Supercharging Llama 3.1 across NVIDIA Platforms

Originally published at: Supercharging Llama 3.1 across NVIDIA Platforms | NVIDIA Technical Blog

Meta’s Llama collection of large language models are the most popular foundation models in the open-source community today, supporting a variety of use cases. Millions of developers worldwide are building derivative models, and are integrating these into their applications.  With Llama 3.1, Meta is launching a suite of large language models (LLMs) as well as…

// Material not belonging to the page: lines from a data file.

PR #458, opened 2022-01-18
adds xpi config to balrog & beetmover workers

gabrielbusta:
Adds xpi config to balrog & beetmover workers.

### DIFF
--- a/beetmoverscript/docker.d/init_worker.sh
+++ b/beetmoverscript/docker.d/init_worker.sh
@@ -40,6 +40,21 @@ case $COT_PRODUCT in
         ;;
     esac
     ;;
+  xpi)
+    case $ENV in
+      dev|fake-prod)
+        test_var_set 'DEP_ID'
+        test_var_set 'DEP_KEY'
+        ;;
+      prod)
+        test_var_set 'RELEASE_ID'
+        test_var_set 'RELEASE_KEY'
+        ;;
+      *)
+        exit 1
+        ;;
+    esac
+    ;;
   thunderbird)
     case $ENV in
       dev|fake-prod)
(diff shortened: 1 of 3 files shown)


beetmoverscript/docker.d/init_worker.sh
```diff
@@ -40,6 +40,21 @@ case $COT_PRODUCT in
...
     ;;
+  xpi)
+    case $ENV in
+      dev|fake-prod)
+        test_var_set 'DEP_ID'
+        test_var_set 'DEP_KEY'
+        ;;
+      prod)
+        test_var_set 'RELEASE_ID'
+        test_var_set 'RELEASE_KEY'
```
escapewindow, line 51: These match up with sops 👍

beetmoverscript/docker.d/worker.yml
```diff
@@ -99,6 +99,22 @@ bucket_config:
...
             geckoview: 'maven-default-s3-upload-bucket-1705kkmo2aj3c'
         dummy: {}
+      'COT_PRODUCT == "xpi" && (ENV == "dev" || ENV == "fake-prod")':
+        dep:
+          credentials:
+            id: { "$eval": "DEP_ID" }
+            key: { "$eval": "DEP_KEY" }
+          buckets:
+            xpi: 'net-mozaws-stage-delivery-archive'
+          url_prefix: 'https://ftp.stage.mozaws.net'
```
escapewindow, line 109: We may want to add a `dummy: {}` line -- I'm not 100% sure but I think this lets us test basic sanity checks without actually pushing to a bucket. I *think* we have that for every pool, but we'd at least want the dev/fake-prod pools.

escapewindow (approved):
r+ with changes, thank you!

beetmoverscript/docker.d/worker.yml
gabrielbusta: OK. I added it.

I’ve tried running llama 3.1 with tensor parallelism, but it seems like the functionality is now broken on triton + tensorrtllm_backend?

Have you tried following the suggestion in this thread? Disabling trt overlap and using same batch size between Triton and engine build?

I’ve tried same batch size, but there was no benefit. Updated thread Unable to launch triton server with TP · Issue #577 · triton-inference-server/tensorrtllm_backend · GitHub

trt overlap is already disabled too in the latest tensorrt_llm packages (I’m building from source to support llama3.1)

The step that worked for most people was to disable custom_all_reduce, but that’s not possible in the latest trtllm-build cli.

@anjshah, do you have recommendations? This seems like a problem common to quite a few people, judging by the Issues.

Hi @dhruv13 - let me try to repro the issue on my end and will get back!

1 Like

Thank you @anjshah ! It probably doesn’t matter if you’re using the latest trtllm package, but if you’re building from source you could use the commit: GitHub - NVIDIA/TensorRT-LLM at 74b324f6673d1d8a836e05e506dea2234b22ccc8

Hi @dhruv13 - Can you try with v0.12 as shared in this thread? TensorRT-LLM v0.12.0 was just released today and introduced many build command changes. Updated steps are here. Please keep us posted with log file details if you are still encountering issues

Sure. I was on a 0.13 dev build, but I’ll try the official 0.12 release now and get back here.
Thanks!

I tried the latest triton server image, but to no avail. I’ve pasted the logs in Github (same link as earlier)
Thanks!

which triton server image did you use?

It’s nvcr.io/nvidia/tritonserver:24.08-trtllm-python-py3
Thanks!

Can you use the officially released v0.12.0 of TensorRT-LLM, not the dev version? And can you try without enabling --reduce_fusion? It’s disabled by default, so please try as per the steps here

Hi @anjshah, can you recommend which official docker image to use for triton server with trtllm backend?

Note that as per this comment from Kris Hung (Nvidia), the versions I’m using are the officially supported versions in the latest triton server with TRTLLM backend.